Site icon Act 2 Scene 1

Wanted: Spring

I have a bone to pick with Wiarton Willie. It was just over a month ago that southern Ontario’s groundhog pointed his head out of his hole and did not see his shadow — predicting an early end to winter. Yet  here we are, with less ten days to go to the late “six more weeks of winter” that the site of his shadow would have foretold and not a single sign of spring in the air. February was officially declared coldest on record by Environment Canada and now the Royal Botanical Gardens has measured 15 inches of ice in Cootes Paradise – basically frozen to the bottom. Methinks that blasted marmot has some ‘splaining to do!

What my garden should look like…

February is always a tough slog. Dark when you leave for work and dark when you come home. But by the beginning of March, things are supposed to start getting better. The sap runs to make maple syrup and maple sugar. The world is full of new beginnings as creeks begin to run freely, trees begin to bud and the birds begin to sing once again in earnest. Usually by now, I can wander out into my garden, move a few leaves aside and see things starting to grow – in fact most years, I’ve got snow drops in beginning to bloom by now, and other early plants starting to peep their heads out of the warming soil.
Not this year.

…what my garden really looks like.

This year, I still have more than a foot of snow. And thanks to the freezing rain earlier this week, it’s now got a shiny hard surface on top that will slow down any eventual melting – not to mention making everything more slippery than it needs to be. Heavy winter boots and coats are still needed just to have a chance of staying warm. I’ve been fortunate not to be one of the literally thousands who’ve had water pipes freeze and burst, or heating systems fail, but it’s hard to feel fortunate. It’s just too damn cold! Even my dog doesn’t want to go out in this constant arctic chill.

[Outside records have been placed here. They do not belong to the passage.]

PR #111, opened 2023-10-14
Full height search

lukybil:
- search now extends to a full screen `BottomSheet`
- all is kept in a single `BottomSheet`, it provides a better user experience but was difficult to get right and it still has not been yet tested on  iOS
- basic ideas about the functionality:
  - the full height can only be accessed after pressing the `TextInput`, it cannot be manually extended
  - after it is extended it can be closed either by swiping, pressing the cancel button or choosing an option
  - after selecting an option, the input field displays the option data
  - when the input field is pressed again, it reverts to the last user input, this is there because the full address is too long, when the user would want to delete it or edit their last search
- `LayoutAnimation` is used for the very nice transitions between states
- the animations can sometimes be a little weird, but this can be fixed
- the largest problem is that the Map reacts to the Keyboard and resizes, changing the selected zone, this is for now resolved by ignoring the changes when the bottom sheet is fully extended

My church choir is practising for Easter, but we joked half-seriously last night that In the Bleak Midwinter might be more appropriate.

Climatologists say that the world’s temperature continues to rise. In fact, Ontario’s ministry of envionment and climate change recently issued a new discussion paper  on the subject, reiterating the accepted number 4 – the number of degrees this century the world is on track to warm by and they’re looking for citizen input at in-person consultations scheduled this month or online (shameless plug for my industry: I think nuclear, with it’s CO2-free energy, is part of the solution).

But no matter what the science and our logical selves tell us, global warming is emotionally difficult to conceptualize in the middle of a deep freeze.

I’m ready for a change. Meteorologists are promising a warming trend soon, but I can’t wait. I want to see bicycles and sidewalk chalk, not snowshoes and mittens.. I want to see it in the near future, so let’s band together, kick old man winter to the curb and usher in the warming breezes of spring. Now. Like today. Or sooner. Anyone with me?!